#### Brief
Restrict the output to the lines below starting at the one that contains "yordis, line 346: This" and ending at the one that contains "Let me do something", and restate them word for word, both ends included.

#### Data extracts
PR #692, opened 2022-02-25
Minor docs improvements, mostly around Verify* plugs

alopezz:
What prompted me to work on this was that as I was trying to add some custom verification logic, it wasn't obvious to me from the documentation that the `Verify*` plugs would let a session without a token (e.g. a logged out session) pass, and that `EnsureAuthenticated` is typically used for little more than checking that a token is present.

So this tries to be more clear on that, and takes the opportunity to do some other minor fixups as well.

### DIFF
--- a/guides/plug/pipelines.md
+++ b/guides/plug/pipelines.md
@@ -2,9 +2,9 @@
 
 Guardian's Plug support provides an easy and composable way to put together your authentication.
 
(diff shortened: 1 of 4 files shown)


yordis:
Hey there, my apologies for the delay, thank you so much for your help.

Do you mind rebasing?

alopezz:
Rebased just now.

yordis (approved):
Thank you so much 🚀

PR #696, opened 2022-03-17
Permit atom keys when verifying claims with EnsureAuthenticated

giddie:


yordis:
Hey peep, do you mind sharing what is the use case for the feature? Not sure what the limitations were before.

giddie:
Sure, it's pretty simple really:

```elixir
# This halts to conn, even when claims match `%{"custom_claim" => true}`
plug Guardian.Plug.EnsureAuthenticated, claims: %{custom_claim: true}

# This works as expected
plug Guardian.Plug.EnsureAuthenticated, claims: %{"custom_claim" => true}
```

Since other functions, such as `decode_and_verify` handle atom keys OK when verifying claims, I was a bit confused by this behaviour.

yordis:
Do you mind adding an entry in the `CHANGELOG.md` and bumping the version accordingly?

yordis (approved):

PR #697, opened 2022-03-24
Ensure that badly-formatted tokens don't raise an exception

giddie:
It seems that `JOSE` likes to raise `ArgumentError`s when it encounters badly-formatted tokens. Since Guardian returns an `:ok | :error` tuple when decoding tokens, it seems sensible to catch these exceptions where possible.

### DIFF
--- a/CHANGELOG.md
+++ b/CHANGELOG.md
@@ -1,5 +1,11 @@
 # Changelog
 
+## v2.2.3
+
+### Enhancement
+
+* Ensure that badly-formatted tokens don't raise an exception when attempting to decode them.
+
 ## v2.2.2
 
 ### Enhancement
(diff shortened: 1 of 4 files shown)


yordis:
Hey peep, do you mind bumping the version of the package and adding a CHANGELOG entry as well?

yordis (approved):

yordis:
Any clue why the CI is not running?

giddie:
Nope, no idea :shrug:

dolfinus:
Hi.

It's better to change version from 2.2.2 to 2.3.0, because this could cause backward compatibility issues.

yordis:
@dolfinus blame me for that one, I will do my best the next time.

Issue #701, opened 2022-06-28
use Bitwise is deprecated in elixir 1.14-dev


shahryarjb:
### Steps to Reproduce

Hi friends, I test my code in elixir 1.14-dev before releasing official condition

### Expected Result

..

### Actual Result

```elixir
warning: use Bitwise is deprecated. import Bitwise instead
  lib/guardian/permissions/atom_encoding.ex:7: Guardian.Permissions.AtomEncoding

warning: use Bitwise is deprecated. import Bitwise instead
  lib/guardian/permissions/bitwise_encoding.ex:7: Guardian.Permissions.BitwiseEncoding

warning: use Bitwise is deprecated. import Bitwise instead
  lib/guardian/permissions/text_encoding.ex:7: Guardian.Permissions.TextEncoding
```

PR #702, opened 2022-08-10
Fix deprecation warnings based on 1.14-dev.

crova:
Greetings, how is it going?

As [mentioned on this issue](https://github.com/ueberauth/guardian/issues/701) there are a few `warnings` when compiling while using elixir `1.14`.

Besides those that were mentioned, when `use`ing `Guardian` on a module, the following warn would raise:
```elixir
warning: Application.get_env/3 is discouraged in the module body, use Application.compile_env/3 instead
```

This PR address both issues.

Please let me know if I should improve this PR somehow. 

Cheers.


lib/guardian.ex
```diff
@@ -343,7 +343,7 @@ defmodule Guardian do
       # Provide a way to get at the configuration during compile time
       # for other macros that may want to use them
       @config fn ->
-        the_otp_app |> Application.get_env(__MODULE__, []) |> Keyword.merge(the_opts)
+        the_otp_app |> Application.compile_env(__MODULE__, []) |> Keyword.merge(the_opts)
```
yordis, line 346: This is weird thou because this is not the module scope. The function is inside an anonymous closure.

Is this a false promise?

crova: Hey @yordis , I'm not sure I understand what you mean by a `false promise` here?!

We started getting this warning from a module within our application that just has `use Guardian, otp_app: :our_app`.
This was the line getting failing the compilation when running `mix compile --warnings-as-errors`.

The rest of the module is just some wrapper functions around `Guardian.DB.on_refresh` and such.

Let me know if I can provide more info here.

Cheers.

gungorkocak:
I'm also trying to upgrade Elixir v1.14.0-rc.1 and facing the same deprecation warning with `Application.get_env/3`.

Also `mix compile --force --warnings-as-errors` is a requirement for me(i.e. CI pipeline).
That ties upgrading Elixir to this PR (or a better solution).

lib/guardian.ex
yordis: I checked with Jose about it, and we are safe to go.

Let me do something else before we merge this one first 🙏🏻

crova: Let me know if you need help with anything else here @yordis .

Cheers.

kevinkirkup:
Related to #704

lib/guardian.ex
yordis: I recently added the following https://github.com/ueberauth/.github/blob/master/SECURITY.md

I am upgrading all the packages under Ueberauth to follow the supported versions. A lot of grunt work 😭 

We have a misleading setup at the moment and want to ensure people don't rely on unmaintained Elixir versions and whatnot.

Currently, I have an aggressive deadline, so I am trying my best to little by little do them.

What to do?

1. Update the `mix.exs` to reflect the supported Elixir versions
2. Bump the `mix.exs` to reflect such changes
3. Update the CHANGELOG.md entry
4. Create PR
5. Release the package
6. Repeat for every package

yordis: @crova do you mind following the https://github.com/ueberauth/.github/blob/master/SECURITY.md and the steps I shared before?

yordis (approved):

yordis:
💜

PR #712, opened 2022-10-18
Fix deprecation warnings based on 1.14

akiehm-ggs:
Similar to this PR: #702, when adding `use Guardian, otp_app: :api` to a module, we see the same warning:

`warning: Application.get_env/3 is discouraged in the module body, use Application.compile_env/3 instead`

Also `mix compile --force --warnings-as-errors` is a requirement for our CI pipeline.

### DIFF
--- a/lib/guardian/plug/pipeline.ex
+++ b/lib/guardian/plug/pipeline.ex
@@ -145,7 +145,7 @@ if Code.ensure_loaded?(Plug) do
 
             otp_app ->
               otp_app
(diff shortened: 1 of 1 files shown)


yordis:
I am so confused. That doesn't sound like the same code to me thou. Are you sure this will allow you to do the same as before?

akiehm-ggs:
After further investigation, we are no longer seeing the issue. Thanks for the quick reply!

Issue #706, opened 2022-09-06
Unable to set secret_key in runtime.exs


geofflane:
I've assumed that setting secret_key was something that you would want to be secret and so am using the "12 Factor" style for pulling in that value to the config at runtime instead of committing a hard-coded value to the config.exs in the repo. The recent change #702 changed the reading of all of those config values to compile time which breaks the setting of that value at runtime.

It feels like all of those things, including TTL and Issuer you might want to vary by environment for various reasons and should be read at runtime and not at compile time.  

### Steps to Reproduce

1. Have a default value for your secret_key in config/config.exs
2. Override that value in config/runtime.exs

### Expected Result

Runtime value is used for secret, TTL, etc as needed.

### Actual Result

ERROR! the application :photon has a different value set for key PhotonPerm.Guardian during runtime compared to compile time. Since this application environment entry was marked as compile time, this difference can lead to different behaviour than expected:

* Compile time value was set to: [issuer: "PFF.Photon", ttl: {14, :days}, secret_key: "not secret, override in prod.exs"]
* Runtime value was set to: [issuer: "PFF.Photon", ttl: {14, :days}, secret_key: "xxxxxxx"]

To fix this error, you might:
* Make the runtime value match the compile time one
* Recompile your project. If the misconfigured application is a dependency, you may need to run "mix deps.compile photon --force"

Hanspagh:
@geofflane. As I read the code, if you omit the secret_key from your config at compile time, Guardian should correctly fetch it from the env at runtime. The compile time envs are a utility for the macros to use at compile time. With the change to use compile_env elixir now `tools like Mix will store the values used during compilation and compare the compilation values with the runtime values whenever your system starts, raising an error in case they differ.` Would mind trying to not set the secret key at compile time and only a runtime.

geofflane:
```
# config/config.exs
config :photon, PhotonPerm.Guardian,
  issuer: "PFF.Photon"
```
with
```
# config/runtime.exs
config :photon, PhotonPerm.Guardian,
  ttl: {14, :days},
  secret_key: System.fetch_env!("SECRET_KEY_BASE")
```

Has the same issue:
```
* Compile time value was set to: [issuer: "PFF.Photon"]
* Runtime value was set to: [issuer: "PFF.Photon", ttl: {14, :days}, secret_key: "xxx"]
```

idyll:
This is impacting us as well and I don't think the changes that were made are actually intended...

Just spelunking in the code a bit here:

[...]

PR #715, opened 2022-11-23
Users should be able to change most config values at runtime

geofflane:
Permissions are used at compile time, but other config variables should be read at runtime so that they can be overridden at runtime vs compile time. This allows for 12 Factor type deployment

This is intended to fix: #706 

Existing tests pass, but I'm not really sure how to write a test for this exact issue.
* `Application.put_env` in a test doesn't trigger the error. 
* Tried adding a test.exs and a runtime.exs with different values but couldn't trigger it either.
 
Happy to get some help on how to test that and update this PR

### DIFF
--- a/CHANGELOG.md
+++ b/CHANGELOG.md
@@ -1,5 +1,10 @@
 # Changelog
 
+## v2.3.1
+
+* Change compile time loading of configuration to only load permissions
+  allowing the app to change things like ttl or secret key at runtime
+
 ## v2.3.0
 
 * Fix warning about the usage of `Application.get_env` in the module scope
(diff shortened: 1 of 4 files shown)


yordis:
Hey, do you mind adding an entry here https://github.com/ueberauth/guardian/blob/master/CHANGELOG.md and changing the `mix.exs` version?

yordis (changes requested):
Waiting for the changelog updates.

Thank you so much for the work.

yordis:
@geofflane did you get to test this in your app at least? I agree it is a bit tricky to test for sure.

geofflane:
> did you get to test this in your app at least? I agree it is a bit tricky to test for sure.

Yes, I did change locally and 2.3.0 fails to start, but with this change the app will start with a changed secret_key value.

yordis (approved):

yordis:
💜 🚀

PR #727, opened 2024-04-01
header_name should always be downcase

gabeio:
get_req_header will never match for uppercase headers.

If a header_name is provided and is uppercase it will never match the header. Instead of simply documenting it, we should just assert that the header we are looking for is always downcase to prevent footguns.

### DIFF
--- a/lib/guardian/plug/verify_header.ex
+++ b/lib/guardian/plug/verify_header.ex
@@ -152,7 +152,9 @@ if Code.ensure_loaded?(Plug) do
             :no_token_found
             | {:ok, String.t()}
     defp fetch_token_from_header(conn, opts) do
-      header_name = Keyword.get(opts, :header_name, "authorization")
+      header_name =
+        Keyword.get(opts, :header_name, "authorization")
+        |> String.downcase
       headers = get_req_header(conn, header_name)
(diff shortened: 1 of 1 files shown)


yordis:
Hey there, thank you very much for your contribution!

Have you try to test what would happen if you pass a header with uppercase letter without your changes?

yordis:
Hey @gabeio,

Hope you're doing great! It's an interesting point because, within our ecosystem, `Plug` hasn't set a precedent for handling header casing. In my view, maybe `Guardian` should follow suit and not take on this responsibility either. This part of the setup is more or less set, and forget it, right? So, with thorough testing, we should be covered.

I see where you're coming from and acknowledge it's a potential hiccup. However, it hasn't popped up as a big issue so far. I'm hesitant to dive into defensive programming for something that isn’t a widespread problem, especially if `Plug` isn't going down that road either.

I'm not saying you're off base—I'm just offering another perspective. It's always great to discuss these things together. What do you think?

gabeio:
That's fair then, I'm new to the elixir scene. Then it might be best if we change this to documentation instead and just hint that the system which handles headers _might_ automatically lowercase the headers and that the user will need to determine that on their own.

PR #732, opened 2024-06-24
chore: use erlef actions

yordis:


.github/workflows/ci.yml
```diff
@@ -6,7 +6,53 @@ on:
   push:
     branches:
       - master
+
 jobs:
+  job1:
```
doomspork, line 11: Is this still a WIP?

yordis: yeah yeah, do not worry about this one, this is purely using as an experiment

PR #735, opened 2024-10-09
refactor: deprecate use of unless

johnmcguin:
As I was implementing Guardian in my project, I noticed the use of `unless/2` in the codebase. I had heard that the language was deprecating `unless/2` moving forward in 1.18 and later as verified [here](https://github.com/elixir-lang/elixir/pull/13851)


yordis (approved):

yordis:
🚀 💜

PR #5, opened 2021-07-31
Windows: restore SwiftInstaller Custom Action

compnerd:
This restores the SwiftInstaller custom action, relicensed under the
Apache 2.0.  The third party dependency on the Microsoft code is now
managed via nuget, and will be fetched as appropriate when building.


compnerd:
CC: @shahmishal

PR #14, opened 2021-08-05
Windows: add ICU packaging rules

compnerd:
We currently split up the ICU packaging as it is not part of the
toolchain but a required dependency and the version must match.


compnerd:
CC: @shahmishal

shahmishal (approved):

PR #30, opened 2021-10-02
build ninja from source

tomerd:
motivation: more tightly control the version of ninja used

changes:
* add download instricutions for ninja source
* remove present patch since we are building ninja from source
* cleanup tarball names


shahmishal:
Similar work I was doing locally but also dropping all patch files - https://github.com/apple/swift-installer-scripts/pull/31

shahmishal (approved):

#### Solution to the problem
yordis, line 346: This is weird thou because this is not the module scope. The function is inside an anonymous closure.

Is this a false promise?

crova: Hey @yordis , I'm not sure I understand what you mean by a `false promise` here?!

We started getting this warning from a module within our application that just has `use Guardian, otp_app: :our_app`.
This was the line getting failing the compilation when running `mix compile --warnings-as-errors`.

The rest of the module is just some wrapper functions around `Guardian.DB.on_refresh` and such.

Let me know if I can provide more info here.

Cheers.

gungorkocak:
I'm also trying to upgrade Elixir v1.14.0-rc.1 and facing the same deprecation warning with `Application.get_env/3`.

Also `mix compile --force --warnings-as-errors` is a requirement for me(i.e. CI pipeline).
That ties upgrading Elixir to this PR (or a better solution).

lib/guardian.ex
yordis: I checked with Jose about it, and we are safe to go.

Let me do something else before we merge this one first 🙏🏻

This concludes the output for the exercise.